[RECORDS FOR THIS TASK Boundary: Start]
PR #3642, opened 2022-12-20
Deleted MimeType=application/x-executable

D3vil0p3r:
Deleted `MimeType=application/x-executable` because it forces AppImage files to open NetworkMiner when the AppImage has in Properties "Executable as a Program" disabled and when the user double click on AppImage file itself.


DF001:
I can confirm that this issue is happening and it got fixed when i tried the proposed pull request

noptrix:
@D3vil0p3r thank you

PR #3644, opened 2022-12-23
lbd: Change gnu-netcat dependency to openbsd-netcat and adding missing dependency

D3vil0p3r:
gnu-netcat does not provide any output when run as listener while openbsd-netcat does (i.e. Listening on port 4444...) and it makes the user aware that netcat is listening. gnu-netcat and openbsd-netcat cannot be installed together because in conflict but openbsd-netcat is better (used also on other pentesting distros).


D3vil0p3r:
Tested with `openbsd-netcat` package. `lbd` is compatible with `openbsd-netcat`. Both of netcat packages provide the same output, and by inspecting `lbd` code, the `nc` arguments are compliant with both `openbsd` and `gnu` netcat packages.

In particular, the netcat commands called by `lbd` are like `nc $DOMAIN 80`.

D3vil0p3r:
Hello @noptrix did you get the chance to review these changes?

packages/lbd/PKGBUILD
```diff
@@ -3,18 +3,17 @@
...
 pkgver=20130719
-pkgrel=5
+pkgrel=6
 groups=('blackarch' 'blackarch-recon')
 pkgdesc='Load Balancing detector,'
 url='http://ge.mine.nu/code/lbd'
 arch=('any')
 license=('GPL')
-depends=('bash' 'gnu-netcat')
+depends=('bash' 'dnsutils' 'openbsd-netcat')
```
noraj, line 12: Why is `dnsutils` required?

D3vil0p3r: @noraj Because lbd needs `host` command for working. `host` is provided by `dnsutils`.

packages/lbd/PKGBUILD
```diff
@@ -3,18 +3,17 @@
...
 #source=('http://ge.mine.nu/code/lbd')
 source=("$pkgname")
 sha512sums=('2436f9e372af7281a1e3dae1ab9d020933d35277664783fbc39736630a8c8d8acbecb2b5028a593e465ca4729a990daacdd86191570ccdaab912a8021a61a21f')
 
 package() {
   install -Dm 755 $pkgname "$pkgdir/usr/bin/$pkgname"
 }
-
```
noraj, line 20: Beware not to remove the ending blank line.

D3vil0p3r: Ok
[RECORDS FOR THIS TASK Boundary: End]
**WORK TASK**. Please give the full set of data again exactly.

**COMPLETED TASK**.
PR #3642, opened 2022-12-20
Deleted MimeType=application/x-executable

D3vil0p3r:
Deleted `MimeType=application/x-executable` because it forces AppImage files to open NetworkMiner when the AppImage has in Properties "Executable as a Program" disabled and when the user double click on AppImage file itself.


DF001:
I can confirm that this issue is happening and it got fixed when i tried the proposed pull request

noptrix:
@D3vil0p3r thank you

PR #3644, opened 2022-12-23
lbd: Change gnu-netcat dependency to openbsd-netcat and adding missing dependency

D3vil0p3r:
gnu-netcat does not provide any output when run as listener while openbsd-netcat does (i.e. Listening on port 4444...) and it makes the user aware that netcat is listening. gnu-netcat and openbsd-netcat cannot be installed together because in conflict but openbsd-netcat is better (used also on other pentesting distros).


D3vil0p3r:
Tested with `openbsd-netcat` package. `lbd` is compatible with `openbsd-netcat`. Both of netcat packages provide the same output, and by inspecting `lbd` code, the `nc` arguments are compliant with both `openbsd` and `gnu` netcat packages.

In particular, the netcat commands called by `lbd` are like `nc $DOMAIN 80`.

D3vil0p3r:
Hello @noptrix did you get the chance to review these changes?

packages/lbd/PKGBUILD
```diff
@@ -3,18 +3,17 @@
...
 pkgver=20130719
-pkgrel=5
+pkgrel=6
 groups=('blackarch' 'blackarch-recon')
 pkgdesc='Load Balancing detector,'
 url='http://ge.mine.nu/code/lbd'
 arch=('any')
 license=('GPL')
-depends=('bash' 'gnu-netcat')
+depends=('bash' 'dnsutils' 'openbsd-netcat')
```
noraj, line 12: Why is `dnsutils` required?

D3vil0p3r: @noraj Because lbd needs `host` command for working. `host` is provided by `dnsutils`.

packages/lbd/PKGBUILD
```diff
@@ -3,18 +3,17 @@
...
 #source=('http://ge.mine.nu/code/lbd')
 source=("$pkgname")
 sha512sums=('2436f9e372af7281a1e3dae1ab9d020933d35277664783fbc39736630a8c8d8acbecb2b5028a593e465ca4729a990daacdd86191570ccdaab912a8021a61a21f')
 
 package() {
   install -Dm 755 $pkgname "$pkgdir/usr/bin/$pkgname"
 }
-
```
noraj, line 20: Beware not to remove the ending blank line.

D3vil0p3r: Ok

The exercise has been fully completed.